PROBLEM DESCRIPTION
Wherever the word "instead" turns up in a line of the entries, copy that line.

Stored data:
- - -

PR #86583, opened 2023-12-28
Tiny fix for lightmapper DDA

reduz:
- Ensures only one axis advances at a time
- This fixes extremely corner cases where the DDA may skip over geometry
- As a bonus, clarify to the user that splitting into more meshes may improve the texture size limit.

### DIFF
--- a/editor/plugins/lightmap_gi_editor_plugin.cpp
+++ b/editor/plugins/lightmap_gi_editor_plugin.cpp
@@ -105,7 +105,7 @@ void LightmapGIEditorPlugin::_bake_select_file(const String &p_file) {
 				EditorNode::get_singleton()->show_warning(TTR("Lightmap data is not local to the scene."));
 			} break;
 			case LightmapGI::BAKE_ERROR_TEXTURE_SIZE_TOO_SMALL: {
-				EditorNode::get_singleton()->show_warning(TTR("Maximum texture size is too small for the lightmap images."));
+				EditorNode::get_singleton()->show_warning(TTR("Maximum texture size is too small for the lightmap images.\nWhile this can be fixed by increasing the maximum texture size, it is recommended you split the scene into more objects instead."));
 			} break;
 			default: {
 			} break;
--- a/modules/lightmapper_rd/lm_compute.glsl
+++ b/modules/lightmapper_rd/lm_compute.glsl
@@ -264,7 +264,16 @@ uint trace_ray(vec3 p_from, vec3 p_to, bool p_any_hit, out float r_distance, out
 			break;
 		}
 
-		bvec3 mask = lessThanEqual(side.xyz, min(side.yzx, side.zxy));
+		// There should be only one axis updated at a time for DDA to work properly.
+		bvec3 mask = bvec3(true, false, false);
+		float m = side.x;
+		if (side.y < m) {
+			m = side.y;
+			mask = bvec3(false, true, false);
+		}
+		if (side.z < m) {
+			mask = bvec3(false, false, true);
+		}
 		side += vec3(mask) * delta;
 		icell += ivec3(vec3(mask)) * step;
 		iters++;


modules/lightmapper_rd/lm_compute.glsl
```diff
@@ -264,7 +264,17 @@ uint trace_ray(vec3 p_from, vec3 p_to, bool p_any_hit, out float r_distance, out
 			break;
 		}
 
-		bvec3 mask = lessThanEqual(side.xyz, min(side.yzx, side.zxy));
+		// There should be only one axis updated at a time for DDA to work properly.
+		// bvec3 mask = lessThanEqual(side.xyz, min(side.yzx, side.zxy));
```
AThousandShips, line 268:
```suggestion
		//bvec3 mask = lessThanEqual(side.xyz, min(side.yzx, side.zxy));
```
Commented code should be without space to differentiate

editor/plugins/lightmap_gi_editor_plugin.cpp
```diff
@@ -105,7 +105,7 @@ void LightmapGIEditorPlugin::_bake_select_file(const String &p_file) {
 				EditorNode::get_singleton()->show_warning(TTR("Lightmap data is not local to the scene."));
 			} break;
 			case LightmapGI::BAKE_ERROR_TEXTURE_SIZE_TOO_SMALL: {
-				EditorNode::get_singleton()->show_warning(TTR("Maximum texture size is too small for the lightmap images."));
+				EditorNode::get_singleton()->show_warning(TTR("Maximum texture size is too small for the lightmap images.\nWhile this can be fixed by increasing the maximum texture size, it is recommended you split the scene in more objects instead."));
```
AThousandShips, line 108:
```suggestion
				EditorNode::get_singleton()->show_warning(TTR("Maximum texture size is too small for the lightmap images.\nWhile this can be fixed by increasing the maximum texture size, it is recommended you split the scene into more objects instead."));
```

modules/lightmapper_rd/lm_compute.glsl
reduz: Thanks!

jcostello:
Error while building

```
editor/plugins/lightmap_gi_editor_plugin.cpp:116:6: error: 'LightmapGIEditormPlugin' has not been declared
  116 | void LightmapGIEditormPlugin::_bake() {
      |      ^~~~~~~~~~~~~~~~~~~~~~~
editor/plugins/lightmap_gi_editor_plugin.cpp: In function 'void _bake()':
editor/plugins/lightmap_gi_editor_plugin.cpp:117:9: error: '_bake_select_file' was not declared in this scope
  117 |         _bake_select_file("");
      |         ^~~~~~~~~~~~~~~~~
```

jcostello:
Looks they are working much better now. I tried on sponza and in the TPS demo

modules/lightmapper_rd/lm_compute.glsl
```diff
@@ -264,7 +264,17 @@ uint trace_ray(vec3 p_from, vec3 p_to, bool p_any_hit, out float r_distance, out
 			break;
 		}
 
-		bvec3 mask = lessThanEqual(side.xyz, min(side.yzx, side.zxy));
+		// There should be only one axis updated at a time for DDA to work properly.
+		//bvec3 mask = lessThanEqual(side.xyz, min(side.yzx, side.zxy));
```
clayjohn, line 268:
```suggestion
```

clayjohn (commented):
Makes sense. Using ``lessThanEqual`` could return multiple channels where the channels are equal. We can't move to ``lessThan`` as we could end up with zero channels and then we are stuck. 

You just need to remove the old line before this is ready to merge.

reduz:
This should now be ready

clayjohn (approved):

akien-mga:
Thanks!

- - -

EXERCISE RESPONSE
+				EditorNode::get_singleton()->show_warning(TTR("Maximum texture size is too small for the lightmap images.\nWhile this can be fixed by increasing the maximum texture size, it is recommended you split the scene into more objects instead."));
+				EditorNode::get_singleton()->show_warning(TTR("Maximum texture size is too small for the lightmap images.\nWhile this can be fixed by increasing the maximum texture size, it is recommended you split the scene in more objects instead."));
				EditorNode::get_singleton()->show_warning(TTR("Maximum texture size is too small for the lightmap images.\nWhile this can be fixed by increasing the maximum texture size, it is recommended you split the scene into more objects instead."));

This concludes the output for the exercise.